RECORDS FOR THIS TASK below:

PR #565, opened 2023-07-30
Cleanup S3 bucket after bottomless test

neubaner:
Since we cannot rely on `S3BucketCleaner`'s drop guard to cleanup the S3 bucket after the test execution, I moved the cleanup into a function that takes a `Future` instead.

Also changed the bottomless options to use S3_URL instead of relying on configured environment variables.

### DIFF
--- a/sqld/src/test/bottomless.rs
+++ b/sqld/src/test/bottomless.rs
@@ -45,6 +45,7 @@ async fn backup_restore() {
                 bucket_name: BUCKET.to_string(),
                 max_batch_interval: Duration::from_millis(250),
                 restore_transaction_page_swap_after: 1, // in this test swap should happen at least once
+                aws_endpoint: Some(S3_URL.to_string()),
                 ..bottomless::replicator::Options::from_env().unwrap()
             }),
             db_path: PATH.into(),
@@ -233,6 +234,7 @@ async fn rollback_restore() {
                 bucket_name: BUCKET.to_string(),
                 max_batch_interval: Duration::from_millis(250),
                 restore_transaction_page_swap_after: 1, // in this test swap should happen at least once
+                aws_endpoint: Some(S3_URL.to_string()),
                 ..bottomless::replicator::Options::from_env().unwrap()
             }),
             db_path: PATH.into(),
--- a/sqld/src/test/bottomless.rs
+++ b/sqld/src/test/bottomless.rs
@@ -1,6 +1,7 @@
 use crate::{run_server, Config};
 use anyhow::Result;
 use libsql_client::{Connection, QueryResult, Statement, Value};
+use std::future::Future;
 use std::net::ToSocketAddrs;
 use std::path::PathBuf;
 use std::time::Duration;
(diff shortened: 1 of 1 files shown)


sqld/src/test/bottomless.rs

End of RECORDS FOR THIS TASK.

TRY IT:
Lines in the records above that carry the word "instead" are to be located and copied.

FINISHED TASK:
Since we cannot rely on `S3BucketCleaner`'s drop guard to cleanup the S3 bucket after the test execution, I moved the cleanup into a function that takes a `Future` instead.
Also changed the bottomless options to use S3_URL instead of relying on configured environment variables.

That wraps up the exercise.